If that feels “too high,” the fix is not more instruction text. Tighten your slice, tighten your allowed edit region, and add validators that make structural variance fail fast.
Why Ad-hoc Instructions Stop Scaling
Your first instinct is reasonable: make the instructions more specific.
Update `product/docs/architecture.md`.
Only edit content under `## Public Interfaces`.
Format as:
## Public Interfaces
- `name(arg1, arg2)`
This helps. You might go from “wildly inconsistent” to “mostly consistent.” But you hit a ceiling:
Longer instructions do not eliminate sampling. The model still produces variants.
You’re encoding constraints in text. Text is interpreted, not enforced.
You still need verification. Without Validators, you only learn the rules were violated after something breaks.
Compare the two approaches:
Instruction-string approach:
You encode constraints in prose and hope they are followed.
Physics approach:
- deterministically extract the skeleton (signatures, allowed edit region, schema)
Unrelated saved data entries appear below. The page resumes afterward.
PR #172, opened 2019-03-07
Change deprecated classesDir for classesDirs

pablisco:
Note: copy of #170 due to rebase

`classesDir` is deprecated in Gradle 4.x and we should use `classesDirs` instead as Gradle 5.x removes this property.

Without this change, Gradle complains about it if we use Gradle 5.x on the client:
```
* What went wrong:
Could not determine the dependencies of task ':core-java:findbugsMain'.
> Could not get unknown property 'classesDir' for main classes of type org.gradle.api.internal.tasks.DefaultSourceSetOutput.

```

Fixes #94

PR #174, opened 2019-03-08
Change deprecated classesDir for classesDirs

### LINKED ISSUE #94: FindbugsConfigurator uses deprecated APIs

tasomaniac:
Copy of #172 

Fixes #94

### DIFF
--- a/plugin/src/main/groovy/com/novoda/staticanalysis/internal/findbugs/FindbugsConfigurator.groovy
+++ b/plugin/src/main/groovy/com/novoda/staticanalysis/internal/findbugs/FindbugsConfigurator.groovy
@@ -126,7 +126,7 @@ class FindbugsConfigurator extends CodeQualityConfigurator<FindBugs, FindBugsExt
      * being passed to FindBugs Ant task, resulting in an error
      * */
     private ConfigurableFileTree createClassesTreeFrom(SourceSet sourceSet) {
-        project.fileTree(sourceSet.output.classesDir, {
+        project.fileTree(sourceSet.output.classesDirs, {
             it.builtBy(sourceSet.output)
         })
     }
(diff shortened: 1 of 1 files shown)


plugin/src/main/groovy/com/novoda/staticanalysis/internal/findbugs/FindbugsConfigurator.groovy
```diff
@@ -118,17 +120,27 @@ class FindbugsConfigurator extends CodeQualityConfigurator<FindBugs, FindBugsExt
...
-        })
+    private FileTree createClassesTreeFrom(SourceSet sourceSet, List<String> includes) {
+        def fileTrees = sourceSet.output.classesDirs.collect { classesDir ->
+            project.fileTree(classesDir) {
+                builtBy(sourceSet.output)
+                include(includes)
+            }
+        }
+        if (fileTrees.isEmpty()) {
+            throw GradleException("No file tree from ${sourceSet} and filters: ${includes}")
```
mr-archano: I was thinking about this and I am not sure we want to be this strict here...

plugin/src/main/groovy/com/novoda/staticanalysis/internal/findbugs/FindbugsConfigurator.groovy
```diff
@@ -118,17 +120,27 @@ class FindbugsConfigurator extends CodeQualityConfigurator<FindBugs, FindBugsExt
...
+        } else if (fileTrees.size() == 1) {
+            fileTrees.first()
+        } else {
+            fileTrees.inject(fileTrees.head()) { result, current -> result + current }
```
mr-archano: I believe we should be able to `inject` while iterating on `classesDirs`, this code could be a lot simpler in the end, something like [this](https://github.com/novoda/gradle-static-analysis-plugin/blob/master/plugin/src/main/groovy/com/novoda/staticanalysis/internal/SourceFilter.groovy#L40):
```
classesDirs.inject(null) { tree, file -> tree?.plus(project.fileTree(file)) ?: project.fileTree(file) }.include(includes)
```

tasomaniac:
Merge merge merge!!!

- generate only within that boundary (templates help)
- validate alignment and reject variance you do not want to review
Instructions are suggestions. Physics are constraints.
Why This Matters for Your Loop
Chapter 4 is the clean definition of the problem.
- Without deterministic context and gates, your loop produces different outputs on every run.
- Even if the output “looks fine,” it can drift in ways that break downstream automation.
- Failures show up as non-reproducible production incidents, not clean local errors.
The next chapters apply the constraints:
- Chapter 5: Loops that converge despite stochasticity.
- Chapter 6: Context slicing that reduces variance.
- Chapter 7: Mission Objects that make intent executable.
Actionable: What you can do this week
Measure drift on the change surface: Run the same task request 10 times and count unique diffs. Record how often you hit
FAILand how many iterations it took to reachPASS.Pick one invariant and enforce it: Choose one deterministic rule (exact signature surface, allowed edit region, required headings) and add a Validator that fails fast when the output drifts.